# Southern Lake District Good FREE Stops



## RAW (Apr 2, 2019)

Run out in new old Van next Mon/Tues - Overnight Monday and looking for somewhere nice/quiet and hopefully with good views or easy walks in Southern Lake District if anyone can recommend anything.
THANKS


----------



## Minisorella (Apr 2, 2019)

Worth checking out the POI map on the menu bar above... it'll give you an idea of possibilities around the area


----------



## caledonia (Apr 2, 2019)

RAW said:


> Run out in new old Van next Mon/Tues - Overnight Monday and looking for somewhere nice/quiet and hopefully with good views or easy walks in Southern Lake District if anyone can recommend anything.
> THANKS



What new old van did you get?


----------



## RAW (Apr 2, 2019)

Minisorella said:


> Worth checking out the POI map on the menu bar above... it'll give you an idea of possibilities around the area



I have downloaded the POI map App on this Chromebook and will do also on my phone at some time
Was just wondering about any folk with First Hand experience.

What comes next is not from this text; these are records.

PR #553, opened 2018-11-07
Verify CRD's condition to ensure it's registered with k8s API

dinhxuanvu:
OLM needs to verify CRD's condition to make sure it is registered
with k8s API during CSV control loop before installing operator.
This verification will help to avoid errors related to the
unavailability of an API when installing an operator via OLM.

Jira: https://jira.coreos.com/browse/ALM-775


ecordell:
/approve

looks good! just need some tests for this.

test/e2e/csv_e2e_test.go
```diff
@@ -312,6 +313,85 @@ func TestCreateCSVWithUnmetPermissionsCRD(t *testing.T) {
...
+
+	c := newKubeClient(t)
+	crc := newCRClient(t)
+
+	depName := genName("dep-")
+
+	// Create dependency first (CRD)
+	crdPlural := genName("ins2")
+	crdName := crdPlural + ".cluster.com"
+	crd := extv1beta1.CustomResourceDefinition{
```
Miciah: I suggest adding an ampersand so you're passing a pointer to `UpdateStatus` below: `&extv1beta1.CustomResourceDefinition{`.  That should resolve the compiler error.

pkg/controller/operators/olm/requirements.go
```diff
@@ -59,6 +60,23 @@ func (a *Operator) requirementStatus(strategyDetailsDeployment *install.Strategy
 			met = false
 			statuses = append(statuses, status)
 		}
+
+		// Check if CRD has succes registered with k8s API
```
njhale: nit: successfully

test/e2e/csv_e2e_test.go
```diff
@@ -312,6 +312,88 @@ func TestCreateCSVWithUnmetPermissionsCRD(t *testing.T) {
 
 }
 
+func TestCreateCSVWithNotReadyCRD(t *testing.T) {
```
njhale: I feel like this would be easier to test with a unit test where you can manually set the status without worrying about fighting the CRD controller.

pkg/controller/operators/olm/requirements.go
```diff
@@ -39,24 +40,41 @@ func (a *Operator) requirementStatus(strategyDetailsDeployment *install.Strategy
...
 
-		served := false
-		for _, version := range crd.Spec.Versions {
-			if version.Name == r.Version {
-				if version.Served {
-					status.Status = v1alpha1.RequirementStatusReasonPresent
-					status.UUID = string(crd.GetUID())
-					statuses = append(statuses, status)
-					served = true
+		// Check if CRD has successfully registered with k8s API
```
jpeeler: I suggest moving this code block (and the !registered) to above so that only bad statuses are written. Otherwise, you end up getting a "Present" status and a "PresetNotAvailable", which seems slightly confusing to me.

pkg/controller/operators/olm/requirements_test.go
```diff
@@ -433,13 +433,13 @@ func TestRequirementAndPermissionStatus(t *testing.T) {
 				namespace,
 				"",
 				installStrategy("csv1-dep", nil, nil),
-				[]*v1beta1.CustomResourceDefinition{crd("c1", "v2")},
+				[]*v1beta1.CustomResourceDefinition{crd("c1", "v1")},
 				nil,
```
jpeeler: Is the inversion here and below intentional?

pkg/api/apis/operators/v1alpha1/clusterserviceversion_types.go
```diff
@@ -252,6 +252,7 @@ const (
 	RequirementStatusReasonPresent             StatusReason = "Present"
 	RequirementStatusReasonNotPresent          StatusReason = "NotPresent"
 	RequirementStatusReasonPresentNotSatisfied StatusReason = "PresentNotSatisfied"
+	RequirementStatusReasonNotAvailable        StatusReason = "PresentNotAvailable"
```
jpeeler: I think a comment here for what exactly not available means would be good - "set when when CRD status condition is missing established" or something.

ecordell:
@dinhxuanvu I think you need to rebase, but then this PR should be good to go

jpeeler:
Since the PR from my branch is all green, I'm closing this one.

See you are in Horsham, my youth was spent in Chichester, not a million miles away


----------



## RAW (Apr 2, 2019)

caledonia said:


> What new old van did you get?



Talbot Express Talisman (think it's a Talisman LOL) 1987 !!
Not got any good pictures of her yet as not collected, but have viewed and driven; getting her on Monday.
This one might give you an idea though


----------



## caledonia (Apr 2, 2019)

Good luck with your new van and enjoy your travels


----------



## jagmanx (Apr 2, 2019)

*Just be aware*

Many Lake District  roads are narrow and twisty.
There are loads of rocks willing to jump out and ambush you.
Beautiful area not easy in a car but more difficult in a wider vehicle...

Simply not wishing you any mishaps on your first trip when you are inevitable not fully aware of you vehicles dimensions etc

Take care !


----------



## Minisorella (Apr 2, 2019)

RAW said:


> I have downloaded the POI map App on this Chromebook and will do also on my phone at some time
> Was just wondering about any folk with First Hand experience.
> 
> See you are in Horsham, my youth was spent in Chichester, not a million miles away


Yes, I often get to Chichester... lovely town 

I went to the Lake District a couple of years ago and stayed for the best part of a week in a lane just outside Keswick for the Mountain Music Festival. I think i the POI is called Portinscale. It was a fabulous spot - an easy stroll into town - and I'd go there again like a shot but I heard that the local council were trying to stop wildcamping there. Last I saw, it's still open but I just didn't want to raise your hopes if it had been closed. Someone may know for sure.


----------



## RAW (Apr 2, 2019)

jagmanx said:


> Many Lake District  roads are narrow and twisty.
> There are loads of rocks willing to jump out and ambush you.
> Beautiful area not easy in a car but more difficult in a wider vehicle...
> 
> ...



Thanks for the heads up

Yes driving will likely be a bit of a challenge. Many roads round where I live, the Pennines, are similar.
:ditto:


----------



## wildebus (Apr 2, 2019)

The Lakes are lovely.  But a first trip in a new-to-you van?  I would stick to some place much more local to you (and you live in a lovely area with loads of nice spots as a bonus).


----------



## RAW (Apr 2, 2019)

Minisorella said:


> Yes, I often get to Chichester... lovely town
> 
> I went to the Lake District a couple of years ago and stayed for the best part of a week in a lane just outside Keswick for the Mountain Music Festival. I think i the POI is called Portinscale. It was a fabulous spot - an easy stroll into town - and I'd go there again like a shot but I heard that the local council were trying to stop wildcamping there. Last I saw, it's still open but I just didn't want to raise your hopes if it had been closed. Someone may know for sure.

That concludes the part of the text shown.